Stored data:
BEGIN
PR #1759, opened 2015-05-01
Restore performance improvements

davidfowl:
- Cache matches across contexts
- Reuse previous libraries for old lock files if sha didn't change
- Use lock file resolver as local input to speed up
already installed local package walk
- Don't use JToken.FromObject it's slow
- Don't wait for all tasks to complete if there's an
exact match that finished earlier.

/cc @anurse @PradeepKadubandi @pranavkm

### DIFF
--- a/src/Microsoft.Framework.PackageManager/Restore/RestoreCommand.cs
+++ b/src/Microsoft.Framework.PackageManager/Restore/RestoreCommand.cs
@@ -228,11 +228,20 @@ namespace Microsoft.Framework.PackageManager
             var localProviders = new List<IWalkProvider>();
             var remoteProviders = new List<IWalkProvider>();
             var contexts = new List<RestoreContext>();
+            var cache = new Dictionary<LibraryRange, Task<WalkProviderMatch>>();
 
             projectProviders.Add(
                 new LocalWalkProvider(
                     new ProjectReferenceDependencyProvider(
                         projectResolver)));
+
+            if (lockFile != null)
+            {
+                var lockFileProvider = new NuGetDependencyResolver(new PackageRepository(packagesDirectory));
+                lockFileProvider.ApplyLockFile(lockFile);
+                localProviders.Add(
+                    new LocalWalkProvider(lockFileProvider));
+            }
 
             localProviders.Add(
                 new LocalWalkProvider(
@@ -257,6 +266,7 @@ namespace Microsoft.Framework.PackageManager
                     ProjectLibraryProviders = projectProviders,
                     LocalLibraryProviders = localProviders,
                     RemoteLibraryProviders = remoteProviders,
+                    MatchCache = cache
                 };
 
                 contexts.Add(context);
@@ -290,6 +300,7 @@ namespace Microsoft.Framework.PackageManager
                         ProjectLibraryProviders = projectProviders,
                         LocalLibraryProviders = localProviders,
                         RemoteLibraryProviders = remoteProviders,
+                        MatchCache = cache
                     };
                     contexts.Add(context);
                 }
@@ -302,6 +313,7 @@ namespace Microsoft.Framework.PackageManager
                         ProjectLibraryProviders = projectProviders,
                         LocalLibraryProviders = localProviders,
                         RemoteLibraryProviders = remoteProviders,
+                        MatchCache = cache
                     });
                 }
 
@@ -361,7 +373,8 @@ namespace Microsoft.Framework.PackageManager
                                 LocalLibraryProviders = pair.context.LocalLibraryProviders,
                                 RemoteLibraryProviders = pair.context.RemoteLibraryProviders,
                                 RuntimeName = runtimeName,
-                                RuntimeSpecs = runtimeSpecs
+                                RuntimeSpecs = runtimeSpecs,
+                                MatchCache = cache
                             };
                             var projectLibrary = new LibraryRange
                             {
@@ -449,7 +462,9 @@ namespace Microsoft.Framework.PackageManager
                 Reports.Information.WriteLine(string.Format("Writing lock file {0}", projectLockFilePath.White().Bold()));
 
                 var repository = new PackageRepository(packagesDirectory);
-                WriteLockFile(projectLockFilePath,
+
+                WriteLockFile(lockFile,
+                              projectLockFilePath,
                               project,
                               graphItems,
                               repository,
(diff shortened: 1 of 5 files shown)


src/Microsoft.Framework.PackageManager/Restore/RestoreOperations.cs
```diff
@@ -314,7 +324,26 @@ public Task<GraphItem> FindLibraryCached(RestoreContext context, LibraryRange li
             }
 
             WalkProviderMatch bestMatch = null;
-            var matches = await Task.WhenAll(tasks);
+            var matches = new List<WalkProviderMatch>();
+
+            // Short circuit if we find an exact match
+            while (tasks.Any())
+            {
+                var task = await Task.WhenAny(tasks);
```
pranavkm: Ahh this was the change you were speaking of. Could you also send a PR to NuGet with this change?

src/Microsoft.Framework.PackageManager/Utils/LockFileUtils.cs
```diff
@@ -24,34 +22,38 @@ public static LockFileLibrary CreateLockFileLibrary(IPackagePathResolver resolve
             // it has the correct casing that runtime needs during dependency resolution.
             lockFileLib.Name = correctedPackageName ?? package.Id;
             lockFileLib.Version = package.Version;
+            lockFileLib.Sha512 = File.ReadAllText(resolver.GetHashPath(package.Id, package.Version));
 
-            using (var nupkgStream = package.GetStream())
+            // If the shas are equal then do nothing
+            if (previousLibrary?.Sha512 == lockFileLib.Sha512)
```
pranavkm: `string.Equal(.., Ordinal)`

src/Microsoft.Framework.PackageManager/Restore/RestoreCommand.cs
```diff
@@ -754,6 +747,34 @@ private Task<LockFile> ReadLockFile(string projectLockFilePath)
...
+                if (packageInfo == null)
+                {
+                    continue;
+                }
+
+                var package = packageInfo.Package;
+
+                LockFileLibrary previousLibrary = null;
+                previousLibraries?.TryGetValue(Tuple.Create(library.Name, library.Version), out previousLibrary);
+
```
pranavkm: Could you add an assert here saying `previousLibrary` is not expected to be null? Or Does `CreateLockFileLibrary` handle nulls?

src/Microsoft.Framework.PackageManager/Utils/LockFileUtils.cs
```diff
@@ -63,9 +65,7 @@ public static LockFileTargetLibrary CreateLockFileTargetLibrary(IPackage package
             // it has the correct casing that runtime needs during dependency resolution.
             lockFileLib.Name = correctedPackageName ?? package.Id;
             lockFileLib.Version = package.Version;
-
-            var files = package.GetFiles().Select(p => p.Path.Replace(Path.DirectorySeparatorChar, '/')).ToList();
-
+            var files = library.Files.Select(p => p.Replace(Path.DirectorySeparatorChar, '/'));
```
pranavkm: Could we do this up front (in line 35)? `Path.Combine` should work with well with forward slashes.

src/Microsoft.Framework.PackageManager/Utils/LockFileUtils.cs
```diff
@@ -443,6 +443,8 @@ internal static bool TargetFrameworkName_IsCriteriaSatisfied(object criteria, ob
 
         public class PatternDefinitions
         {
+            public static PatternDefinitions DotNetPatterns = new PatternDefinitions();
```
pranavkm: `readonly`

pranavkm:
:shipit:

src/Microsoft.Framework.PackageManager/Utils/LockFileUtils.cs
```diff
@@ -24,34 +22,38 @@ public static LockFileLibrary CreateLockFileLibrary(IPackagePathResolver resolve
...
+            else
             {
-                if (!string.Equals(Path.GetExtension(filePath), ".dll"))
+                lockFileLib.Files = package.GetFiles().Select(p => p.Path).ToList();
+                var installPath = resolver.GetInstallPath(package.Id, package.Version);
+                foreach (var filePath in lockFileLib.Files)
                 {
-                    continue;
-                }
+                    if (!string.Equals(Path.GetExtension(filePath), ".dll"))
```
moozzyk: `OrdinalIgnoreCase` ?

src/Microsoft.Framework.PackageManager/Restore/RestoreCommand.cs
davidfowl: Yes it handles nulls

src/Microsoft.Framework.PackageManager/Utils/LockFileUtils.cs
davidfowl: Path.Combine does alot of work. I'll do this in another PR, when the Files node gets read from the lock file, it does some path resolution and that might have a ripple effect on other parts of the code. This was tested and works.

I'll take a look at the other part later.

src/Microsoft.Framework.PackageManager/Utils/LockFileUtils.cs
davidfowl: .DLL :smile:

moozzyk: (System32) :boom:
-a---l        3/14/2015   1:54 AM           7168 KBDTAILE.DLL
-a---l        3/14/2015   1:53 AM           6656 KBDTAJIK.DLL
-a---l        3/14/2015   1:53 AM           7168 KBDTAT.DLL
-a---l        3/14/2015   1:53 AM           7168 KBDTH0.DLL
-a---l        3/14/2015   1:53 AM           7168 KBDTH1.DLL
-a---l        3/14/2015   1:54 AM           7168 KBDTH2.DLL
-a---l        3/14/2015   1:54 AM           7168 KBDTH3.DLL
-a---l        3/14/2015   1:53 AM           7168 KBDTIFI.DLL

davidfowl: Thats fine, we absolutely don't care about those. Find me a nuget package that has that :stuck_out_tongue_closed_eyes:

moozzyk: Wait a few minutes... need to create one ;) - 

it's just a nit - I don't really care too much (for the same reason you just said).

muratg: Just curious, do you not to do OrdinalIgnoreCase because performance?

src/Microsoft.Framework.PackageManager/Utils/LockFileUtils.cs
pranavkm: I wasn't suggesting using `Path.Combine`. It was more along the lines of - if we store these files with transformed paths to start with, `Path.Combine` would continue working without issues and we'll avoid iterating over this list twice.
END
What the task requires:
Wherever the word "projectLockFilePath" appears in a line of the data above, copy that line.

Task solution:
                 Reports.Information.WriteLine(string.Format("Writing lock file {0}", projectLockFilePath.White().Bold()));
-                WriteLockFile(projectLockFilePath,
+                              projectLockFilePath,
@@ -754,6 +747,34 @@ private Task<LockFile> ReadLockFile(string projectLockFilePath)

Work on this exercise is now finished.